Но решаю не мешать медитировать и оставляю его одного.
— Данечка, у нас же в жизни такой чистоты не было! Ты хоть спал тут? — Диана удивлённо-подозрительно оглядывает чистенькие кухонные шкафчики с окошками, блестящие плиту и мойку, где на первой уже появилась пара желтоватых капель масла после завтрака, а на второй — свежие разводы от воды. — Когда успевал убираться-то?
— Это Саша! — снова мелкий вклинивается, прыгая возле холодильника, отрывается от перемещения букв-магнитиков, сложенных до этого в слово «МУР» около примагниченного с помощью «К» и «О» за лапы плюшевого кота. В жуткой какой-то распятой позе примагниченного, хотя у меня ассоциации не с библейским, а с БДСМ-ным… — Мы вместе мыли кр-р-ран!
— А я случайно йогурт пролила и чёт увлеклась, когда вытирала… Лекцию слушала ещё к экзамену. — Алинка, что девушку сегодня видит только второй раз, неловко ковыряет скол на керамическом краешке чашки. — Короче, даже холодильник теперь у вас чистый.
— Молодцы какие…
Вернувшаяся хозяйка продолжает озираться, прижимая трёхдневную Сашу к груди, а чудище с мелким под тихую музыку из телика берётся пританцовывать, поднимая его за руки и практически отрывая от пола.
Даня какой-то… смурной.
То ли так растерян появлением нового члена семьи, то ли просто уставший — с консультации приехал, сессия у них завтра начнётся. Сидит на табуретке, подняв на неё же целиком одну ногу и уместив остренький подбородок на коленке, натянуто улыбается какой-то ещё Дианиной похвале.
А мне нормально.
Хорошо даже, кажется. Какое-то второе дыхание открылось или привык просто, хотя беготни всё больше и больше: в салоне предновогодние акции оформляем и собираемся вешать на крыльце восьмиметровую уличную гирлянду, дома подарки всем потихоньку присматриваю и часть уже жду, заказанные, ищу матери билеты всю неделю, потому что определиться не может, брать отца с собой или нет — он вроде окончательно восстановился и врачи летать разрешили, но она всё равно переживает. И вот домашний быт под слоями всех этих дел уже автоматизировался до незаметного, не задумываясь теперь и готовлю, и убираю.
Задумываться-то некогда.
Было некогда…
— Фунь, ты же меня отвезёшь? — Алинка отвлекает, прямо в ухо жужжит.
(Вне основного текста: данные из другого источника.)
PR #4044, opened 2021-11-23
build: Add support for building images based on processor architecture

embesozzi:
Added support for building images based on ARM64 processor architecture. 
I've tested the building image process with the following command:
`make build GOARCH=arm64 GOOS=linux CGO_ENABLED=0 WASM_ENABLED=0`

### DIFF
--- a/Makefile
+++ b/Makefile
@@ -295,27 +295,27 @@ build-all-platforms: ci-build-linux ci-build-linux-static ci-build-darwin ci-bui
 
 .PHONY: image-quick
 image-quick:
-	chmod +x $(RELEASE_DIR)/opa_linux_amd64*
+	chmod +x $(RELEASE_DIR)/opa_linux_$(GOARCH)*
 	$(DOCKER) build \
 		-t $(DOCKER_IMAGE):$(VERSION) \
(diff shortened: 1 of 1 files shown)


srenatus (approved):
Thanks for looking into this! 👏 

The Makefile change is small enough to not cause worries -- however, merging this will only make it possible for people to build their own arm images. We can publish them as part of our releases without having some sort of CI in place that'll run something on those images (at least smoke tests).

Please fix the DCO sign-off, so we'll be able to merge this.

tsandall:
@embesozzi you'll need to squash your commits and make sure you have signed off. See https://github.com/open-policy-agent/opa/pull/4044/checks?check_run_id=4301189334

srenatus (approved):
Thanks, all good now. Will merge when green.

srenatus:
@embesozzi FWIW, wasmtime-go has support for linux-aarch64: https://github.com/open-policy-agent/opa/tree/6b3c99f1141107e7d4ff21e9113ec1810c887288/vendor/github.com/bytecodealliance/wasmtime-go/build -- so you could try without disabling cgo+wasm if you're so inclined.

PR #4051, opened 2021-11-24
 Add new credential provider for AWS credential files

ashutosh-narkar:
This change adds a new AWS credential provider which reads the credential file to fetch credentials for a named profile.

### DIFF
--- a/plugins/rest/aws.go
+++ b/plugins/rest/aws.go
@@ -16,9 +16,13 @@ import (
 	"net/http"
 	"net/url"
 	"os"
+	"path/filepath"
+	"runtime"
 	"sort"
 	"strings"
 	"time"
+
+	"github.com/go-ini/ini"
 
 	"github.com/open-policy-agent/opa/logging"
 )
@@ -46,6 +50,13 @@ const (
 	awsRegionEnvVar               = "AWS_REGION"
 	awsRoleArnEnvVar              = "AWS_ROLE_ARN"
 	awsWebIdentityTokenFileEnvVar = "AWS_WEB_IDENTITY_TOKEN_FILE"
+	awsCredentialsFileEnvVar      = "AWS_SHARED_CREDENTIALS_FILE"
+	awsProfileEnvVar              = "AWS_PROFILE"
+
+	// ref. https://docs.aws.amazon.com/sdkref/latest/guide/settings-global.html
+	accessKeyGlobalSetting     = "aws_access_key_id"
+	secretKeyGlobalSetting     = "aws_secret_access_key"
+	securityTokenGlobalSetting = "aws_session_token"
 )
 
 // Headers that may be mutated before reaching an aws service (eg by a proxy) should be added here to omit them from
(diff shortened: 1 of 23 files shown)


plugins/rest/aws_test.go
```diff
@@ -98,6 +102,222 @@ func TestEnvironmentCredentialService(t *testing.T) {
...
+
+	files := map[string]string{}
+
+	test.WithTempFS(files, func(path string) {
+
+		os.Setenv("USERPROFILE", path)
+		os.Setenv("HOME", path)
+
+		defer os.Unsetenv("USERPROFILE")
+		defer os.Unsetenv("HOME")
```
srenatus, line 245: I have to check this every time, but here's what I found: https://stackoverflow.com/a/24376644/993018

So, this is OK; but it would probably break if we wanted to run the tests in parallel.

plugins/rest/aws_test.go
```diff
@@ -98,6 +102,222 @@ func TestEnvironmentCredentialService(t *testing.T) {
...
+		}
+
+		expected := awsCredentials{
+			AccessKey:    defaultKey,
+			SecretKey:    defaultSecret,
+			RegionName:   defaultRegion,
+			SessionToken: defaultSessionToken,
+		}
+
+		if !reflect.DeepEqual(expected, creds) {
```
srenatus, line 270: Structs like these are comparable, I think. So we should be able to do
```suggestion
		if expected != creds {
```

plugins/rest/aws.go
```diff
@@ -101,6 +112,107 @@ func (cs *awsEnvironmentCredentialService) credentials() (awsCredentials, error)
...
+	if cs.Path = os.Getenv(awsCredentialsFileEnvVar); len(cs.Path) != 0 {
+		return cs.Path, nil
+	}
+
+	var homeDir string
+	if runtime.GOOS == "windows" {
+		homeDir = os.Getenv("USERPROFILE")
+	} else {
+		homeDir = os.Getenv("HOME")
+	}
```
srenatus, line 191: I believe the `os` package is there to provide access to these things for different OSes, here via [`os.UserHomeDir`](https://pkg.go.dev/os#UserHomeDir):
```suggestion
	homeDir := os.UserHomeDir()
```

> On Unix, including macOS, it returns the $HOME environment variable. On Windows, it returns %USERPROFILE%. On Plan 9, it returns the $home environment variable.

srenatus (commented):
Hope you don't mind me commenting on the draft -- It's only nitpicks 😅

plugins/rest/aws.go
```diff
@@ -46,6 +50,13 @@ const (
 	awsRegionEnvVar               = "AWS_REGION"
 	awsRoleArnEnvVar              = "AWS_ROLE_ARN"
 	awsWebIdentityTokenFileEnvVar = "AWS_WEB_IDENTITY_TOKEN_FILE"
+	awsCredentialsFileEnvVar      = "AWS_SHARED_CREDENTIALS_FILE"
+	awsProfileEnvVar              = "AWS_PROFILE"
+
+	// ref. https://docs.aws.amazon.com/sdkref/latest/guide/settings-global.html
```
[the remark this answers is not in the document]
srenatus: Couldn't find any better link 🤷

srenatus:
I've taken over this PR: #4067. 💨

PR #4053, opened 2021-11-24
docs: Update description of urlquery functions

### LINKED ISSUE #1592: urlquery.decode documentation is misleading
# Expected Behavior
urlquery.decode states that it deserializes a "URL query parameter encoded string".

This makes me expect that `urlquery.decode("a=b")` should give `{"a": "b"}`.

# Actual Behavior

 `urlquery.decode("a=b")`  returns `"a=b"`.

See: https://play.openpolicyagent.org/p/0ggpzoLafz

I get: 

```
# Evaluated package in 41.538 µs.
{
  "result": {
    "output": "a=b"
  }
}
```

# Notes

There is another function, `urlquery.encode_object` which takes an object and produces a URL query string. It seems like `urlquery.decode` is really the inverse of `urlquery.encode` which url encodes the given string. The [comment](https://github.com/open-policy-agent/opa/blob/e7af9f82570fd6d2abc81139bc4b692747c2ae57/ast/builtins.go#L844) in the relevant code seems to more accurately describe the behaviour. Perhaps the documentation should use that instead?

Overall, I suspect the documentation is just wrong. That said, it would be nice if the inverse of `urlquery.encode_object` existed. It would make my life easier when applying policies to http requests with relevant information in the query parameters.

In that case, I would expect something like `urlquery.decode_object(urlquery.encode_object({"a":"b","c":"d"}))` to return `{"a": "b", "c": "d"}`.

TL;DR: I think the documentation needs an update, and it'd be nice if we could also have the ability to deserialize an entire URL query string.

tsandall:
Now that we support urlquery.decode_object the associated issue can
closed with this fix of the description (i.e., don't use the term
"serialize" in this context.)

Fixes #1592

### DIFF
--- a/docs/content/policy-reference.md
+++ b/docs/content/policy-reference.md
@@ -479,10 +479,10 @@ The following table shows examples of how ``glob.match`` works:
 | <span class="opa-keep-it-together">``output := base64url.encode(x)``</span> | ``output`` is ``x`` serialized to a base64url encoded string with padding | ✅ |
 | <span class="opa-keep-it-together">``output := base64url.encode_no_pad(x)``</span> | ``output`` is ``x`` serialized to a base64url encoded string without padding | ``SDK-dependent`` |
 | <span class="opa-keep-it-together">``output := base64url.decode(string)``</span> | ``output`` is ``string`` deserialized from a base64url encoded string with or without padding | ✅ |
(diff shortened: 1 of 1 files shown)


tsandall:
I've tried to avoid too much yak shaving and kept the wording consistent w/ other built-in function descriptions.

anderseknert (approved):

И Рысик следом за ней, встрепенувшись, вопросительно хлопает ресницами.
К Диане на все праздники скольки-то-там-юродная сестра приедет — и отмечать, и помогать с новорожденной, так что нам с ним типа отпуск выдали. Точнее, меня эта молодая мать вообще насильно отдыхать выгнала, после того как часа полтора благодорила словами и причитала, что больше благодарить нечем…
Сошлись на поощрении в виде борща.
— Отвезу, — отвечаю, — мы ведь домой тоже.
— А с экзамена завтра заберёшь? Пожа-а-алуйста… — ноет уже заранее, я ведь даже не отказал! И предсказывает родившийся вопрос: — Гоша не может, у него корпоратив.
— Во сколько?
— Я откуда, блин, знаю? У нас там препод на замене тоже на замене… С десяти перенесли на двенадцать, но ещё по группам разделили, я во второй, значит к полвторому пойду… Короче, к трём где-то приезжай.
— А у тебя во сколько? — поворачиваюсь к Дане.
— У нас всё так же… Тоже перенесли и я тоже во второй.
— Ладно, постараюсь. Мне к Сане ещё надо, а он в два только вернётся… Разобраться, на кого из нас долг пришёл — опять где-то перепутались.
— Перепутались? — сонно включается Диана.
Поясняю со вздохом:
— Мы оба Соколовы А. А.
— Ужас какой…
Прощаюсь со всеми, чуть ли не силой Алинку с Тёмой разнимаю, везу её домой. А потом решаем с Рысиком не заезжать в магазин и сразу к себе во двор заворачиваем…
На улице даже после заката светло. И опасно — дождь вчера прошёл, покрыл все поверхности блестящей, отражающей любые возможные огни ледяной коркой, а сегодня жалкие полторы снежинки сверху упало. Красиво переливается, конечно, всё будто в маленьких кристалликах, но вот риска поломать, поскользнувшись, конечности эта красота как-то нихера не убавляет.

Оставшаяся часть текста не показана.